Edinburgh Napier University

  To unravel the mechanism by which low level atmospheric ozone-enrichment (0.05 μmol mol−1) increases the shelf-life of tomato fruit (Lycopersicon esculentum Mill.) by suppressing the growth of pathogens (Botrytis cinerea), protein yield and composition were examined during and following exposure to the gas at 13 °C/95% RH. Ozone-enrichment caused marked changes in protein yield and composition in control tomato fruit and suppressed shifts in the proteome induced by wounding/fungal attack. Wound/fungal-inoculation with B. cinerea resulted in a 7% increase in protein yield, and the down-regulation of at least 32 proteins. A number of proteins affected under ozone and wound/fungal-inoculation treatments are involved in the control of cellular oxidative status. Proteins that may be enhanced under oxidative stress were induced during ozone exposure (e.g. thioredoxin peroxidase-TPX), but suppressed following transfer to ‘clean air’ (e.g. ascorbate peroxidase-APX1).

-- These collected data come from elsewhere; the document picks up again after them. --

Issue #13, opened 2015-11-18
Mixed EOL


tweksteen:
Most of the Python source files are using a mixture of LF and CRLF as end-of-line characters. This turns any contribution to the code into an obstacle course. Please pick one or the other and apply to all the source files.

If you decide to go for the CRLF (Windows option), it is as simple as running:

    find . -name \*.py -exec unix2dos {} \;

Once modified, git diff provides the option `--ignore-space-at-eol` to verify that only EOL characters have been adjusted.

c7zero:
Tracking in PR #85

PR #84, opened 2016-09-07
Line endings converted to DOS

andrew-furtak:
Fix for issue #13


abazhaniuk:
For run chipsec_main/chipsec_util from python package in linux line ending should be unix convention.

PR #542, opened 2019-03-21
Moving Helper class from oshelper.py to basehelper.py

BrentHoltsclaw:


chipsec/helper/basehelper.py
```diff
@@ -0,0 +1,234 @@
...
+
+    def stop( self, start_driver ):
+        if logger().VERBOSE:
+            logger().log("[helper] File Helper stopped/unloaded")
+        return True
+
+    def delete(self, start_driver):
+        if logger().VERBOSE:
+            logger().log("[helper] File Helper deleted")
+        return True
```
ErikBjorge: Create, start, stop and delete have File Helper message and return True.  I think these should also raise exceptions so that derived classes MUST implement these functions.

BrentHoltsclaw: Changes are complete.  I left in the logging, do you want that gone too?

ErikBjorge: Logging is fine but it should not reference the File Helper.  You could have it say that the method was not implemented.

BrentHoltsclaw: Thanks!

PR #556, opened 2019-05-09
Add vulnerability check to verify that SPD Write Disable bit in SMBus controller is set

wrffrz:
According to Intel PCH datasheets, the SMBus controller has a "SPD Write Disable" bit as part of the 
Host Configuration (HCFG) register which prevents writes to well-known SPD SMBus addresses and
should be set by BIOS.

### DIFF
--- a/chipsec/modules/common/spd_wd.py
+++ b/chipsec/modules/common/spd_wd.py
@@ -1,0 +1,67 @@
+# CHIPSEC: Platform Security Assessment Framework
+# Copyright (c) 2019, Eclypsium, Inc.
+# Copyright (c) 2019, Intel Corporation
+# 
+# This program is free software; you can redistribute it and/or
+# modify it under the terms of the GNU General Public License
+# as published by the Free Software Foundation; Version 2.
+#
+# This program is distributed in the hope that it will be useful,
+# but WITHOUT ANY WARRANTY; without even the implied warranty of
+# MERCHANTABILITY or FITNESS FOR A PARTICULAR PURPOSE.  See the
+# GNU General Public License for more details.
+#
+# You should have received a copy of the GNU General Public License
+# along with this program; if not, write to the Free Software
+# Foundation, Inc., 51 Franklin Street, Fifth Floor, Boston, MA  02110-1301, USA.
+
+"""
+This module checks that SPD Write Disable bit in SMBus controller has been set
+
+References:
+
+Intel 8 Series/C220 Series Chipset Family Platform Controller Hub datasheet
+Intel 300 Series Chipset Families Platform Controller Hub datasheet
+
+This module checks the following:
+
+    SMBUS_HCFG.SPD_WD
+
+The module returns the following results:
+
+    FAILED : SMBUS_HCFG.SPD_WD is not set
+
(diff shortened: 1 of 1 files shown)


chipsec/modules/common/spd_wd.py
```diff
@@ -0,0 +1,67 @@
...
+
+    def check_spd_wd(self):
+        self.logger.start_test( "SPD Write Disable" )
+
+        spd_wd_res = ModuleResult.FAILED
+        spd_wd_reg = self.cs.read_register( 'SMBUS_HCFG' )
+        spd_wd = self.cs.get_register_field( 'SMBUS_HCFG', spd_wd_reg, 'SPD_WD' )
+
+        if 0 == spd_wd:
+            self.logger.log_failed_check( "SPD Write Disable is not set" )
```
ErikBjorge: You may want to check to see if any SPDs can be found behind the controller.  In some configurations (memory soldered down for example) SPDs may not be present and the lock would not be required.  The SMBus could be used for other purposes in those cases.

chipsec/modules/common/spd_wd.py
```diff
@@ -0,0 +1,67 @@
...
+    def __init__(self):
+        BaseModule.__init__(self)
+
+    def is_supported(self):
+        return self.cs.is_device_enabled( 'SMBUS' )
+
+    def check_spd_wd(self):
+        self.logger.start_test( "SPD Write Disable" )
+
+        spd_wd_res = ModuleResult.FAILED
```
ErikBjorge: BaseModule.res should be used to store the final result for the module.  Either use it here or assign self.res with the module result in the Run method.

chipsec/modules/common/spd_wd.py
wrffrz: Makes sense.  I'll update the PR to address this and the BaseModule.res thing.  If no SPDs are present, should we skip the test altogether or warn if SPD_WD is unset rather than fail the test?

ErikBjorge: If you don't find any SPDs I would just report the state of the bit.  This might be a good time to use the Informational message type.  Have no value judgement.  Let me know what you think.

wrffrz: I think my latest commit addresses this and the self.res issue.  Thanks for the feedback.

chipsec/modules/common/spd_wd.py
```diff
@@ -0,0 +1,83 @@
...
+
+    def check_spd_wd(self):
+        self.logger.start_test( "SPD Write Disable" )
+
+        try:
+            _smbus = smbus.SMBus( self.cs )
+            _spd   = spd.SPD( _smbus )
+        except BaseException, msg:
+            print msg
+            return
```
frinzell: Recommend:
- Using the CHIPSEC logging functions for the `msg`
- Setting `self.res` to `ModuleResult.ERROR` before returning

wrffrz: Thanks for the feedback.  I think I've addressed these in the latest version of the patch.

ErikBjorge: Thanks, looks good.

@frinzell can you confirm and approve if all is good on your side?

PR #559, opened 2019-05-14
Add the eXecute permission on the launchable binaries

hughsie:
This means on Linux you can just do ./chipsec_util.py rather than using the
Python binary to invoke it.


hughsie:
@ErikBjorge what's the usual way to push these? Is there a bot merging PRs or do I need to do anything else?

ErikBjorge:
Merges are manual at this point.  I will take care of this one and a few others today and tomorrow.  Small changes like this normally land quickly.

Constitutively-expressed proteins tended to increase reversibly under ozone-treatment, however proteins involved in ripening such as an enzyme related to ethylene biosynthesis (1-aminocyclopropane-1-carboxylate oxidase-ACO) were markedly reduced in ozone-treated tomato fruit but increased in wound-inoculated fruit. Levels of proteins involved in carbohydrate metabolism, pentose phosphate pathway, terpenoid and flavonoid biosynthesis differentiated among the treatments. The presented dataset makes a central contribution to a comprehensive analysis of the manner in which tomato fruit react to ozone-enrichment and/or pathogen infection during storage/transit.